RECORDED DATA:
↓↓↓

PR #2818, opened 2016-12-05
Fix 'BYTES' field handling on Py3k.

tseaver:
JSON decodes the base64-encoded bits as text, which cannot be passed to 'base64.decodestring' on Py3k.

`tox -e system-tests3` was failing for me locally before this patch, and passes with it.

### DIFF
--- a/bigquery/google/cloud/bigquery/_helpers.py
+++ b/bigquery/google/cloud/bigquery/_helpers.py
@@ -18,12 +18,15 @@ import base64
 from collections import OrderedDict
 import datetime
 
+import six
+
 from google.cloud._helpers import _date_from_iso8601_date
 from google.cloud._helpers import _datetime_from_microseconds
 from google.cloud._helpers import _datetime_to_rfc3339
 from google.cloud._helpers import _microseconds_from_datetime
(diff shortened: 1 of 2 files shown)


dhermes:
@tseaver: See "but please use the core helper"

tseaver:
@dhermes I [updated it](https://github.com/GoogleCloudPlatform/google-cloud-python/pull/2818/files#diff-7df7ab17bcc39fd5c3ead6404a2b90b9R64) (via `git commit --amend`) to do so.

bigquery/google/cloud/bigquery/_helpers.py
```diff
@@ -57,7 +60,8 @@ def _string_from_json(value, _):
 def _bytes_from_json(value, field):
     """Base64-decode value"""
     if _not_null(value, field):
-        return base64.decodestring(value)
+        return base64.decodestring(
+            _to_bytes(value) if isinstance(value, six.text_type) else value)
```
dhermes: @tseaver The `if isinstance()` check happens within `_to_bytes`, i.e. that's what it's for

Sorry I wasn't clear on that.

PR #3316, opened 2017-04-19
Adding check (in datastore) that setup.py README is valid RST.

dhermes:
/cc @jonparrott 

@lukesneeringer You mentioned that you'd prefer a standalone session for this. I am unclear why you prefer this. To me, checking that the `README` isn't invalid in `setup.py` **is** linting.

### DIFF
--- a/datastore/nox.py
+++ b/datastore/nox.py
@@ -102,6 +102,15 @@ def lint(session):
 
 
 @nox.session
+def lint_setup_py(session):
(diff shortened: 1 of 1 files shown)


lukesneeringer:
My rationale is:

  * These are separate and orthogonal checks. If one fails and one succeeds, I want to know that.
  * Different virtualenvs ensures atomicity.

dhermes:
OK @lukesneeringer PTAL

↑↑↑

BRIEF: Check each line of the entries for the word "isinstance". State how many lines hold it, and write nothing else.

WRITTEN SOLUTION: 2